• [INSTRUCTIONS FOR THE TASK]
Read through the listing below and copy each line in which the word "overrides" occurs.

• [WORKING DATA]
====

PR #875, opened 2023-08-28
Use strict versions for SFL4J and Logback

ikhoon:
Motivation:

There was an issue with slf4j 2.0 being used by a transitive dependency. Due to Gradle's resolution strategy, we didn't get any notices that a higher version was picked when our declaration.

I propose to use `strict` for SLF4J and Logback to avoid unexpected resolution. If a strict version is declared in `dependencies.toml`, it overrides non-strict versions. If two strict versions are detected, it fails to resolve dependencies. We need to resolve the conflicts by overriding Gradle `resolutionStrategy`.

Modifications:

- Use strict version scheme for SLF4J and Logback
- Fore Spring Boot 3 integrations to use SLF4J 2.x and Logback 1.4.x

Result:

Prevent unwanted versions through strict version control.


minwoox:
This doesn't prevent the use of a third party that uses Slf4j 2.x. For example, if we use cron-utils with 9.2.1, the build succeeds. Can we prevent that?

ikhoon:
A strict version takes precedence over other versions. When I tested, SLF4J 1.7.x was picked when cron-utils with 9.2.1 was used.

```
$ ./gradlew :server:dependencies -q
...
+--- com.cronutils:cron-utils:9.2.1
|    \--- org.slf4j:slf4j-api:2.0.7 -> 1.7.36

```

minwoox:
Oops, what I meant was preventing from using the third-party library that uses the incompatible transitive dependency.
Let's assume that the cron-utils uses `logger.atInfo().log..` API that is introduced after Slf4J 2.+.
If we force to use SLF4J 1.X and the `logger.atInfo().log..` is invoked with SLF4J 1.x, `NoSuchMethodError` will be raised in runtime.

So what I was suggesting was printing or recording somewhere if a dependency resolution happens, so that we can check if there's an unexpected library was introduced. Let me think about this more if we have a better solution. 🤔

ikhoon:
> If we force to use SLF4J 1.X and the logger.atInfo().log.. is invoked with SLF4J 1.x, NoSuchMethodError will be raised in runtime.

I think it should be checked by test suites. If a third-party library uses an API that only exists in SLFJ 2.x, we can't use the library. Even if version conflicts are logged, it might be difficult to check if a library uses an incompatible API.

minwoox:
> I think it should be checked by test suites.

Yeah, probably. One thing we have to keep in mind is that the test runtime classpath is different from the runtime classpath.
Anyway, we can also fix it later if we find any problem regarding the dependency conflict. So I'm okay with this change. 👍

minwoox (approved):
Thanks a lot, @ikhoon! 👍 👍 👍

ikhoon:
I understood. It is non-trivial to fully control the dependencies without auto resolution. 
`failOnVersionConflict()` is enabled in `resolutionStrategy`, I had no idea how to resolve all conflicts.

Speaking of tests, `strictly` version set to `implemetation` overrides the dependencies in test classpath since test elements extend `api` or `implementation`

client/java-spring-boot3-autoconfigure/build.gradle
```diff
@@ -7,3 +7,11 @@ dependencies {
...
     testRuntimeOnly libs.hibernate.validator8
 }
+
+configurations.configureEach {
+    resolutionStrategy {
+        force libs.slf4j2.api.get()
+        force libs.slf4j2.jul.to.slf4j.get()
+        force libs.logback14.get()
+    }
+}
```
trustin, line 17: Is it possible to move this block inside the `if` block you added to `/build.gradle`?

jrhee17 (approved):
Changes look straightforward enough!
I wish `gradle` provided a "`failOnVersionConflict` for specific versions" option, but I guess it's not available from a quick search

client/java-spring-boot3-autoconfigure/build.gradle
ikhoon: Good idea.

client/java-spring-boot3-autoconfigure/build.gradle
```diff
@@ -7,3 +7,11 @@ dependencies {
     testImplementation libs.spring.boot3.starter.test
     testRuntimeOnly libs.hibernate.validator8
 }
+
+configurations.configureEach {
+    resolutionStrategy {
+        force libs.slf4j2.api.get()
+        force libs.slf4j2.jul.to.slf4j.get()
```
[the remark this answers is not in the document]
ikhoon: It should be. Sorry, I'm super late. 😅

PR #876, opened 2023-09-04
Fix Bouncy Castle version conflict in SAML module

minwoox:
Motivation:
- Armeria saml uses Bouncy Castle jdk15on which conflicts with the version jdk18on that CD uses

Modification:
- Exclude Bouncy Castle jdk15on from SAML module

Result:
- Fixed version conflict

### DIFF
--- a/server-auth/saml/build.gradle
+++ b/server-auth/saml/build.gradle
@@ -1,4 +1,8 @@
 dependencies {
     implementation project(':server')
-    implementation libs.armeria.saml
+    implementation(libs.armeria.saml) {
+        exclude group: 'org.bouncycastle'
+    }
+
+    implementation libs.bouncycastle.bcprov
 }
--- a/server-auth/saml/build.gradle
+++ b/server-auth/saml/build.gradle
@@ -1,7 +1,7 @@
 dependencies {
     implementation project(':server')
     implementation(libs.armeria.saml) {
-        exclude group: 'org.bouncycastle'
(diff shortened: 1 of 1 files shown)


server-auth/saml/build.gradle
```diff
@@ -1,4 +1,8 @@
 dependencies {
     implementation project(':server')
-    implementation libs.armeria.saml
+    implementation(libs.armeria.saml) {
+        exclude group: 'org.bouncycastle'
+    }
+
+    implementation libs.bouncycastle.bcprov
```
jrhee17, line 7: nit; I think it should be possible to add a `strictly` since this is the only version that will be used across all modules

jrhee17 (approved):
Thanks!

server-auth/saml/build.gradle
minwoox: Yeah, we can probably add it later. 😉 
But, the current problem is that they are using different artifacts.
e.g. `org.bouncycastle:bcprov-jdk15on` and `org.bouncycastle:bcprov-jdk18on`

ikhoon (approved):
Thanks for the quick fix!

server-auth/saml/build.gradle
minwoox: I've added the module as well in order to be more specific. 😉

minwoox:
Thanks for the quick review. 😉

PR #878, opened 2023-09-05
Reuse BouncyCastleRandom

minwoox:
Motivation:
`BouncyCastleRandom`, which creates a `SecureRandom` inside, was created whenever an SSH client is created. That blocked the thread because the instance lacks entropy for getting the seed. Instead, we could create a BouncyCastleRandome once and reuse it.

Modifications:
- Create BouncyCastleRandom once and reuse it

Result:
- Mirroring doesn't take longer anymore due to an SSH client creation.


jrhee17 (approved):

ikhoon (approved):
Thanks, @minwoox!

minwoox:
Thank for reviewing. 😉

PR #880, opened 2023-09-06
Introduce new mirroring and credential settings format and REST API

ikhoon:
Motivation:

The ID for mirroring and credential configurations is optional, so I found it difficult to safely update a configuration with REST API. If a user updates a file manually on UI or commit API, the REST API may update a wrong configuration without a unique ID.

@trustin suggested changing the directory layout to store a configuration to a file with a unique ID. https://github.com/line/centraldogma/pull/838#pullrequestreview-1410657085

This PR has three major changes:
- Migrate the old mirror and credential settings to the new layout.
  ```
  - mirrors
    - <mirror-id>.json
    - ...
  - credentials
    - <credentials-id>.json
    - ...
  ```
- Add a migration job to automatically migrate the old settings to the new format when a server starts. The old files are renamed by adding `.bak` suffix. e,g. `mirrors.json` -> `mirrors.json.bak`, `credentials.json` -> `credentials.json.bak`.
- Add REST API for mirroring and credential configurations. This is a necessary task to add mirror UI. #838 

Modifications:

- Add `MirroringMigrationService` that is executed when a server starts and scan all `/mirrors.json` and `/credentials.json` in the meta repo of projects and migrate them to the new format.
  - "id" is a required property in each configuration. Human-readable random words are used to create a unique ID.
    - Mirror ID format: `mirror-<projectName>-<localRepo>-<shortWord>`
    - Credential ID format: `credential-<projectName>-<shortWord>`
    - `short_wordlist.txt` is used as the word database. 
- Change `Mirror` and related classes to have `id`, `enabled` as required fields.
- Add `CredentailServiceV1` and `MirrorServiceV1` to serve REST API for CRU.
  - Create, read, and update operations are implemented in `DefaultMetaRepository`.
- Add `RepositoryUri` to represent a repository-specific URI such as a Git repository URL.
- Add `MirrorDto` to serialize a mirroring configuration. `Mirror` represents a mirroring task, so `Mirror` is not suitable for serialization.
  - `MirrorCredential` is used as is instead of creating a new DTO.
- Migrated all mirroring tests to use the new configuration format.
- Updated site documentation with the new format.

Result:

- Mirroring and credential settings have been updated to the new formats.
- You can now access and modify mirroring and credential resources using the REST API.


server/src/main/java/com/linecorp/centraldogma/server/internal/mirror/credential/PublicKeyMirrorCredential.java
```diff
@@ -57,26 +58,30 @@ public PublicKeyMirrorCredential(@JsonProperty("id") @Nullable String id,
...
 
-        super(id, hostnamePatterns);
+        super(id, enabled, "public_key", hostnamePatterns);
 
         this.username = requireNonEmpty(username, "username");
         this.publicKey = requireNonEmpty(publicKey, "publicKey");
         requireNonEmpty(privateKey, "privateKey");
         // privateKey is converted into a list of Strings that will be used as an input of
         // KeyPairResourceLoader.loadKeyPairs(...)
-        this.privateKey = ImmutableList.copyOf(NEWLINE_SPLITTER.splitToList(privateKey));
```
minwoox, line 67: Could you remove `NEWLINE_SPLITTER`?

server/src/main/java/com/linecorp/centraldogma/server/internal/mirror/credential/PublicKeyMirrorCredential.java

====

• [TASK OUTPUT]
I propose to use `strict` for SLF4J and Logback to avoid unexpected resolution. If a strict version is declared in `dependencies.toml`, it overrides non-strict versions. If two strict versions are detected, it fails to resolve dependencies. We need to resolve the conflicts by overriding Gradle `resolutionStrategy`.
Speaking of tests, `strictly` version set to `implemetation` overrides the dependencies in test classpath since test elements extend `api` or `implementation`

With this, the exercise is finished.